Viewed in isolation, the letter could be dismissed as a routine regulatory matter. Untitled letters are among the FDA’s most common enforcement tools and do not carry the legal consequences associated with warning letters or formal sanctions.
In addition, the FDA’s action arrives at a moment when scrutiny of pharmaceutical promotion is increasing from multiple directions, and regulators are taking a more aggressive approach to drug advertising.
Earlier this year, FDA Commissioner Marty Makary announced a broader crackdown on misleading healthcare advertising. “It’s a new era,” he said. “We are paying close attention to misleading claims being made by telehealth and pharma companies across all media platforms and taking swift action.”
Yet for Pfizer, the significance of the Adcetris letter lies less in the FDA's current enforcement stance than in the company's own history. The latest rebuke did not emerge in a vacuum.
In recent months, the company has also faced questions about promotional communications relating to Vyndamax (tafamidis), its blockbuster treatment for transthyretin amyloid cardiomyopathy (ATTR-CM).
Questions have circulated among patient advocates, including Amyloidosis Support Groups, about whether some promotional claims accurately reflect the range of treatment options available to patients as the treatment landscapes evolve.
Among the issues raised by patient advocates is Pfizer's claim that Vyndamax is the only available treatment option for patients. Advocates argue that this statement does not accurately reflect the available treatment landscape.
For a company generating billions annually from its tafamidis franchise, these are not abstract compliance questions. They go to the heart of how one of the world’s most valuable cardiovascular franchises is being sold and understood by patients and clinicians.
Such questions surrounding Pfizer's promotional practices are not new.

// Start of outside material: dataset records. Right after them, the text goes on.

PR #1624, opened 2026-07-30
feat(cli): show synced Shopify metafields in the Shopify templates

madken:
### Description

Sanity Connect imports product and collection metafields into `store.metafields` (BIL-859, BIL-860). Neither Shopify template declared that field, so the values synced but never appeared, and the Studio treated them as unknown fields. Both templates now show them in a read-only, collapsed **Metafields** fieldset.

Two decisions worth knowing about, since neither is obvious from the diff:

**`value` is not declared as a field.** Shopify's metafield type determines its shape, so one array holds strings, numbers, booleans, lists and objects. Sanity has no field type that accepts all of those, and a declared field is type-checked even when hidden, so declaring it reports `Expected type "String", got "Number"` on most products. Undeclared fields are only flagged outside the Studio. `components/inputs/ShopifyMetafield.tsx` reads the value from the raw object instead.

**Display is extensible rather than exhaustive.** `utils/formatMetafieldValue.ts` holds a map keyed by metafield type, with six entries as examples: `dimension`, `weight`, `volume`, `money`, `rating` and `list.single_line_text_field`. Anything not listed falls back to the raw value, so unlisted metafields still display. Customers add their own with one line, and the file links to Shopify's list of data types. The six chosen are the ones the fallback handles badly; scalars like `single_line_text_field` and `number_integer` already read correctly without an entry.

The storefront template also gains a `shop` object type. Three of its types declare a `shop` field but no such type existed, so `sanity schemas validate` reported three `Unknown type: shop` errors on a freshly scaffolded studio. Unrelated to metafields — split it out if you prefer.

The studio init e2e suite now scaffolds both templates, which it never did before.

Closes the Studio-template follow-up on [BIL-842](https://linear.app/sanity/issue/BIL-842), tracked in [BIL-947](https://linear.app/sanity/issue/BIL-947).

### What to review

Whether an undeclared field plus a small input component is the right trade for not shipping validation errors. The alternative — declaring `value` — is simpler to read but produces 12 errors against real data.

Each `metafields` array must keep exactly one member type. Adding a second one stops existing synced data from resolving. Commented in place.

### Testing

`src/actions/init/templates/__tests__/formatMetafieldValue.test.ts` — 11 tests covering the six mapped types, the raw-value fallback, `null` and `undefined`, and a check that the two template copies stay byte-identical. Run with `pnpm test:unit formatMetafieldValue`.

It sits outside `templates/` because `copy()` copies that directory recursively with no filtering, so a colocated test would land in every scaffolded studio and ship in the package tarball. Importing it from the test tree also pulls that one file into `check:types`, which `templates/` is otherwise excluded from. The schema types and the input component stay untested; a component test would need React testing, which this repo does not have.

`init.studio.shared.ts` now scaffolds both Shopify templates, which the e2e suite never built before. That is the guard for dependency resolution — the plugin pins that broke `sanity init` would have failed here. It adds four real `npm install` runs, since the shared helper runs for both the `-y` and unattended modes. It does not cover schema validity: no e2e test runs `sanity schemas validate`, so the missing `shop` type would still have slipped through.

Also verified manually by scaffolding both templates with the locally built CLI against a real project, using a plain `npm install`: both `init` runs exit 0, `sanity schemas validate` reports 0 errors, and `sanity documents validate --level error` reports 4 valid documents and 0 errors against a dataset holding 14 metafields across every value shape.


madken:
@indrekkarner Can you take a look at this when you have the time? Any thoughts on the solution?

indrekkarner:
> @indrekkarner Can you take a look at this when you have the time? Any thoughts on the solution?

One solution is to add different types and array include all:
shopifyMetafieldString
shopifyMetafieldNumber
...
And
const commonFields = [
// Namespace
    defineField({
      title: 'Namespace',
      name: 'namespace',
      type: 'string',
    }),
    // Key
    defineField({
      title: 'Key',
      name: 'key',
      type: 'string',
    }),
]

const shopifyMetafieldString = defineType({
  name: 'shopifyMetafield',
  title: 'Shopify Metafield',
  type: 'object',
  fields: [
    ...commonFields,
    defineField({ name: 'value', title: 'Value', type: 'string' }),
  ],
})


and usage
of: [{type: 'shopifyMetafieldString'}, {type: 'shopifyMetafieldNumber'}],

madken:
@indrekkarner Thanks. I built your suggestion and tested it, and it does work, with one condition and one limit.

I made `shopifyMetafieldString`, `Number`, `Boolean` and `Dimension` sharing `commonFields`, listed all four in `of`, and validated a document whose metafields each carry a matching `_type`. Result: 0 errors, 0 warnings. `value` is properly typed per shape, and you get real TypeGen types, which the generic version cannot give.

The condition is that every member needs a `_type` matching one of the declared types. Synced metafields have a `_key` but no `_type`, and Sanity only falls back to the single member type when `of` has exactly one entry. So with the data as it is written today, a multi-type array resolves nothing. That also explains a misleading result: with two member types and no `_type`, `documents validate` reports 0 errors and 0 warnings, but only because the items were skipped. With one member type the same data reports 21 warnings, which is the proof it resolved.

The limit is `json` and `rich_text_field`. A typed variant needs `value` declared as an object, and Sanity rejects that:

```
[ERROR] [shopifyMetafieldJson]
  value  ✖ Object should have at least one field
```

Those values have arbitrary keys, so there is nothing to declare.

I also tried to get both at once, a catch-all member alongside typed ones, by registering the generic type under the name `object`, which is what Sanity resolves a `_type`-less object to. That is explicitly blocked: `Array members can not be given the same name as a built-in type`.

What I have done instead is take the display half of your idea. `utils/formatMetafieldValue.ts` has a map keyed by metafield type with five examples, `dimension`, `weight`, `money`, `rating` and `list.single_line_text_field`, and anything not listed falls back to the raw value. Adding a type is one line, and the file links to Shopify's list of data types. So `{"value":180,"unit":"CENTIMETERS"}` now shows as `180 CENTIMETERS` without needing a schema type per shape.

Typed schema fields are still the better end state for everything except `json`. That needs the importer to emit a per-shape `_type` first, so I have left it out of this PR.

indrekkarner (dismissed):

indrekkarner (approved):

madken:
@indrekkarner Your approval was dismissed automatically when I pushed more commits — nothing in the design changed. You have already reviewed that part, so here is just what landed since:

- Unit tests for `formatMetafieldValue`.
- Both Shopify templates added to the studio init e2e suite. CI never built them before, which is why the plugin pins that broke `sanity init` reached review.
- Removed the comment above each `metafields` array.
- Merges with main. The plugin pins now match what main already landed in #1643.

Nothing here touches the schema shape or the value display. Thanks for the re-approval.

PR #1633, opened 2026-07-30
feat(tokens): add expiry option and migrate token management to the Access API

runeb:
### Description

`sanity tokens create` previously prompted for a label and role but offered no way to set an expiration, and `tokens list` gave no visibility into whether a token expires. This PR adds expiry support to the token commands and, to enable it, migrates all token management from the deprecated Projects API tokens endpoints to the Access API robots endpoints.

**Expiry**

- `tokens create` now includes an expiration step in the interactive flow, with the same choices and default as the Manage token creation flow: No expiration (default), 30/60/90 days (labeled with the resolved date), or a custom date
- A new `--expires-at YYYY-MM-DD` flag sets the expiry non-interactively (validated as today or later); unattended mode defaults to no expiration
- `tokens create` output includes `Expires: <date>` (or `Never`), and `tokens list` gains an `Expires` column

**Access API migration**

- `services/tokens.ts` now uses `access/project/{id}/robots` and `access/project/{id}/roles` (with cursor pagination) instead of `projects/{id}/tokens` and `projects/{id}/roles`
- Listing filters robots to those managed by the project, matching what the old endpoint returned (robots managed by other resources can hold project memberships but are not project tokens)
- The Access API identifies robots by a robot ID, while the old Projects API exposed what is now the robot's `tokenId`. Tokens carry both: `id` (robot ID, displayed and used for operations) and `tokenId` (legacy ID) in `--json` output
- `tokens delete` accepts either form: it tries the given ID as a robot ID first, and on 404 resolves it as a legacy token ID against the robot list — so IDs saved from earlier CLI versions keep working
- If the project roles cannot be fetched (used only to resolve role display titles), `tokens list` degrades to showing role names instead of failing

Note: `--json` output shape changed accordingly — it now includes `id`, `tokenId`, `expiresAt`, and `roles`, and no longer includes Projects-API-only fields such as `projectUserId` and `permissions`.

### What to review

- `packages/@sanity/cli/src/services/tokens.ts` — the endpoint migration, pagination, `managedBy` filtering, and the delete ID-resolution fallback
- `packages/@sanity/cli/src/actions/tokens/expiry.ts` — expiry choice/validation/formatting helpers
- `packages/@sanity/cli/src/commands/tokens/{create,list,delete}.ts` — prompt flow, flag handling, and output changes
- Manual check: run `sanity tokens create`, `tokens list`, and `tokens delete` against a project; try deleting by both the listed ID and a legacy token ID from an older CLI version

### Testing

- Rewrote the three command test suites against the Access API endpoints, including new coverage for the expiry prompt choices, preset/custom/flag expiry paths, `--expires-at` validation, pagination, `managedBy` filtering, legacy-ID delete resolution, and the roles-fetch fallback
- Added unit tests for the expiry helpers
- Full `@sanity/cli` unit suite passes (the only failures are network-simulation tests that also fail on `main` in the sandbox environment used for development)

### Notes for release

`sanity tokens create` now offers an expiration setting for new tokens — interactively or via the `--expires-at YYYY-MM-DD` flag — and `sanity tokens list` shows when each token expires.

---

https://claude.ai/code/session_019UvuCLVE5Rw17DfrRQhyVH

### DIFF
--- a/.changeset/pr-1633.md
+++ b/.changeset/pr-1633.md
@@ -1,0 +1,6 @@
+<!-- auto-generated -->
+---
+'@sanity/cli': minor
+---
+
+feat(tokens): add expiry option and migrate token management to the Access API
--- a/packages/@sanity/cli/src/actions/tokens/__tests__/expiry.test.ts
+++ b/packages/@sanity/cli/src/actions/tokens/__tests__/expiry.test.ts
@@ -1,0 +1,69 @@
+import {describe, expect, test} from 'vitest'
+
+import {
+  formatExpiryChoiceDate,
+  formatTokenExpiry,
+  getPresetExpiryDate,
+  TOKEN_EXPIRY_PRESET_DAYS,
+  validateExpiryDate,
+} from '../expiry.js'
+
+describe('tokens expiry helpers', () => {
+  test('exposes the same preset choices as the Manage token creation flow', () => {
+    expect(TOKEN_EXPIRY_PRESET_DAYS).toEqual([30, 60, 90])
+  })
+
+  test('getPresetExpiryDate resolves days from now to a yyyy-MM-dd date', () => {
+    const now = new Date('2026-07-30T12:00:00Z')
+    expect(getPresetExpiryDate(30, now)).toBe('2026-08-29')
+    expect(getPresetExpiryDate(60, now)).toBe('2026-09-28')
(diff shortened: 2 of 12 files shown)


runeb:
Superseded by #1646, which lands the Access API migration together with expiry support and a new `tokens rotate` command.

They stretch back decades and have, on several occasions, resulted in some of the largest healthcare fraud settlements in American legal history.
The most striking example came not from a regulator but from inside the company itself. In 2007, the company settled a whistleblower lawsuit brought by former sales representative Peter Rost. The suit alleged that Pfizer subsidiaries Pharmacia & Upjohn Company, Inc. and Pharmacia & Upjohn Company LLC had promoted the human growth hormone Genotropin for unapproved uses, including anti-aging and enhancement purposes in healthy adults.

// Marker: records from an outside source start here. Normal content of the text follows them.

PR #1635, opened 2026-07-31
fix(deploy): align federated studio deploys with the workbench app path

mttdnt:
### Description

Federated studios (`unstable_defineApp` + a `sanity.config.*`) reach the workbench deploy path without several behaviours core apps already had. This closes those gaps so a basic federated studio deploys the same way an app does. Part of SDK-1045.

- **Auto-updates are silently disabled.** A federated studio takes `sanity` from the workbench shell's shared runtime, so it can't resolve its own version. The build previously ran the whole auto-updates preamble and threw the result away — resolving an import map it discards, and prompting about version drift for a feature that never applies (which could abort the build). It now skips the preamble, and the deployment reports `isAutoUpdating: false` instead of telling Brett it auto-updates. A `warn` check notes it isn't supported yet, with a TODO to confirm the long-term story with the studio team.
- **Slug collisions report the existing app id.** `resolveWorkbenchStudio` now does the same `listApplications` → `slug-taken` lookup `resolveWorkbenchApp` has, so a first deploy onto a taken slug names the existing app and the `deployment.appId` edit to reuse it, rather than failing with a raw server error.
- **`visibility` is honoured.** Declared on `unstable_defineApp`, it was read by the config resolver and then dropped by the studio path. It's now forwarded on create and patched on redeploy, matching the app path.
- **Output is accurate.** The deploy spinner no longer says "Deploying to sanity.studio" while printing a `sanity.run` URL, and the dry run says "Would create a new studio … with slug …" instead of calling a slug a hostname (and no longer claims availability is checked later, since the resolver now checks it).

### What to review

All changes are scoped to the workbench branch of the deploy path. Legacy studio and external (`--external`) deploys are untouched — worth confirming, since `describeStudioTarget` and `resolveDeployTarget` are shared:

- `deployStudio.ts` — the `if (workbench && !isExternal)` branch only
- `resolveDeployTarget.ts` — `resolveWorkbenchStudio` gains `organizationId` + the collision lookup; the `slug-taken` variant added to `StudioDeployTargetResolution`
- `deployChecks.ts` — new `slug-taken` case and an `isWorkbench` branch in `would-create`. The legacy/external branch is behaviourally identical (`url` was already `studioUrl(appHost)` whenever `isWorkbench` was false)
- `deployWorkbenchApp.ts` — `createStudio` accepts `visibility`, mirroring `createCoreApp`
- `buildStudio.ts` — one condition; the later `&& !options.isWorkbenchApp` guard became redundant and was removed

### Testing

Unit tests added alongside the existing app-path equivalents:

- `buildStudio.test.ts` — 4 cases: builds pinned with no import map, preamble skipped (no `checkAppId`, no import-map resolution), never prompts on version drift, no auto-updates build log
- `resolveDeployTarget.test.ts` — 5 cases for `resolveWorkbenchStudio`: `appId` short-circuits without listing, slug free → `would-create`, slug taken → `slug-taken` with the existing id, a `coreApp` holding the slug also yields `slug-taken` (apps and studios share one slug namespace), no org → no listing
- `deployChecks.test.ts` — the `slug-taken` render, and the workbench `would-create` message/target
- `deployWorkbenchApp.test.ts` — 2 cases mirroring `createCoreApp`: `visibility` forwarded when declared, omitted when not

`check:types`, `check:lint`, `check:deps` and the unit suite pass. The `build.studio` integration tests (including the `federated-studio` fixture, which sets `autoUpdates: true`) also pass. Verified manually by deploying the fixture.

Not covered: `deployStudio.ts` still has no unit coverage of its flow — neither does `deployApp.ts` (18%, only its two exported helpers), so this doesn't regress parity. Left for follow-up.

---

> [!NOTE]
> **Medium Risk**
> Changes the federated studio deploy and auto-update resolution paths; scope is limited to the workbench branch, but deploy failures and build pinning behavior are user-visible.
> 
> **Overview**
> Brings **federated studio** deploy/build behavior in line with workbench **core apps** on the workbench-hosted path (legacy `sanity.studio` and `--external` flows are unchanged).
> 
> **Auto-updates:** Workbench apps no longer silently pretend auto-updates apply. `resolveAutoUpdates` treats them as **unsupported**, warns when configured, and build/deploy run with **`autoUpdatesEnabled` / `isAutoUpdating: false`** so installed package versions are used.
> 
> **Slug collisions:** `resolveWorkbenchStudio` now lists org applications and returns **`slug-taken`** (same as apps). Deploy checks and dry-run use a shared **`describeSlugTaken`** diagnosis with the existing app id and `deployment.appId` fix; taken slugs block deploy before create/build.
> 
> **Visibility:** `unstable_defineApp` **`visibility`** is passed through **`createStudio`** and **`deployWorkbenchApp`** on federated studio create/redeploy.
> 
> **Reporting:** Federated studio messaging uses slug-based “would create” copy (not hostname), deploy label says “Deploying studio”, JSON **`target`** includes **`slug`** on first create, and dry-run plans ignore **`target`** from **failing** checks.
> 
> <sup>Reviewed by [Cursor Bugbot](https://cursor.com/bugbot) for commit f16dda9f3a42fe9211ceecc30e2b52ee2219e7d6. Bugbot is set up for automated code reviews on this repo. Configure [here](https://www.cursor.com/dashboard/bugbot).</sup>


packages/@sanity/workbench-cli/src/services/applications.ts
joshuaellis, line 1: this isn't true, because studios and coreApps currently still run on the `*.sanity.stuidio` domain it needs to be a global check imo

joshuaellis (dismissed):

packages/@sanity/workbench-cli/src/services/applications.ts
gu-stav: You're right, and Brett confirms it: `NonSingletonSlugUnique` is a global unique index, so an org-scoped scan cleared slugs a create would still be rejected for.

Added `isSlugAvailable`, which asks `GET /studiohosts/:slug/availability` — the same rule both of Brett's create paths are held to (live studio via `findStudioByHost`, or registry slug via `hostedSlugExists`, singletons excluded).

The org scan stays and runs first, for two reasons. It names the existing app id so you get `deployment: {appId: '...'}` to paste rather than just being told the slug is gone. And singleton slugs are unique per org, not globally (`SingletonSlugUniquePerOrg`), so the global check reports them available — the org scan is what still catches a Media Library redeployed without an appId.

So: holder in your org gives the id, taken anywhere else fails with `The slug "x" is already taken`.

joshuaellis: 😢

gu-stav: Sorry Claude was too eager - didn't see it was still looking at the bugbot reports in the background and included yours

gu-stav:
@mttdnt I've advanced the PR a bit further and mainly moved more of the code into the `workbench-cli` package and removed the changes in the build package, which were imo not necessary.

packages/@sanity/workbench-cli/src/services/applications.ts
gu-stav: Reverted - checks are global again.

packages/@sanity/cli/src/actions/deploy/resolveDeployTarget.ts
```diff
@@ -184,6 +184,7 @@ export async function resolveWorkbenchApp({
     const existing = (await listApplications(organizationId)).find((app) => app.slug === slug)
     if (existing) {
       return {
+        appHost: existing.slug ?? '',
```
gu-stav: Shouldn't need a fallback, because `slug` is mandatory?

gu-stav (approved):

The case was part of a broader pattern of off-label promotion that regulators had been attempting to address across the industry.
A few years prior, Pfizer faced serious questions over its promotion of Celebrex (celecoxib), the pain medication at the center of broader industry controversy over the cardiovascular risks associated with the COX-2 inhibitor drug class.
Issues were raised about whether the company had adequately communicated safety risks to prescribers while continuing to market the drug aggressively.
David Graham, a whistle-blower who works in the FDA's office of drug safety, said, "The fact that the FDA says now that it's concerned about Celebrex to me is a serious signal. I would be very concerned." The episode contributed to a prolonged period of litigation and regulatory attention that would follow the drug for years.
Each of these cases unfolded in different therapeutic areas, across different regulatory environments, and under different leadership. Yet each pointed to the same underlying tension between the commercial imperative to maximize a drug market and the regulatory obligation to keep promotional claims within the boundaries of approved evidence.
That tension has never been unique to Pfizer. But Pfizer’s scale, history, and current dominance in ATTR-CM give the questions about Vyndamax communications a context that is difficult to set aside.